PR #1311, opened 2023-12-06
[HOLD] feat(worker): Remove non-reuseV8Context execution model

mjameswh:
## What was changed

- Completely remove support for the legacy "V8 Context per Workflow" execution model (a.k.a. non-`reuseV8Context` mode).

## Why?

- The Reuse V8 Context execution model brings significant performance improvements.
- The Reuse V8 Context execution model has been very stable since it was first introduced, with no issue being reported despite having been enabled in production by most of our largest TS SDK users for months.
- Maintaining both non-`reuseV8Context` and `reuseV8Context` execution models add complexity to the code base, making it more difficult to introduce further optimizations to the workflow worker execution model.


mjameswh:
Closing, as there's little value in maintaining this until we are ready to actually merge it. This will not be very hard to redo from scratch.

PR #1312, opened 2023-12-07
getUpdateHandle

### LINKED ISSUE #1306: Add getUpdateHandle
Add `workflowHandle.getUpdateHandle(...)` method to obtain an `UpdateHandle` given update and workflow execution identifiers.

See also https://github.com/temporalio/sdk-python/issues/424

dandavison:
Add `getUpdateHandle` API. Fixes #1306.


packages/client/src/workflow-client.ts
```diff
@@ -351,7 +356,7 @@ export interface WorkflowUpdateHandle<Ret> {
   /**
    * The ID of the Run of the Workflow being targeted by this Update request.
    */
-  workflowRunId: string;
+  workflowRunId?: string;
```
§ §
Instructions for the task:
Please write the entries out again exactly as they stand.

Task answer:
PR #1311, opened 2023-12-06
[HOLD] feat(worker): Remove non-reuseV8Context execution model

mjameswh:
## What was changed

- Completely remove support for the legacy "V8 Context per Workflow" execution model (a.k.a. non-`reuseV8Context` mode).

## Why?

- The Reuse V8 Context execution model brings significant performance improvements.
- The Reuse V8 Context execution model has been very stable since it was first introduced, with no issue being reported despite having been enabled in production by most of our largest TS SDK users for months.
- Maintaining both non-`reuseV8Context` and `reuseV8Context` execution models add complexity to the code base, making it more difficult to introduce further optimizations to the workflow worker execution model.


mjameswh:
Closing, as there's little value in maintaining this until we are ready to actually merge it. This will not be very hard to redo from scratch.

PR #1312, opened 2023-12-07
getUpdateHandle

### LINKED ISSUE #1306: Add getUpdateHandle
Add `workflowHandle.getUpdateHandle(...)` method to obtain an `UpdateHandle` given update and workflow execution identifiers.

See also https://github.com/temporalio/sdk-python/issues/424

dandavison:
Add `getUpdateHandle` API. Fixes #1306.


packages/client/src/workflow-client.ts
```diff
@@ -351,7 +356,7 @@ export interface WorkflowUpdateHandle<Ret> {
   /**
    * The ID of the Run of the Workflow being targeted by this Update request.
    */
-  workflowRunId: string;
+  workflowRunId?: string;
```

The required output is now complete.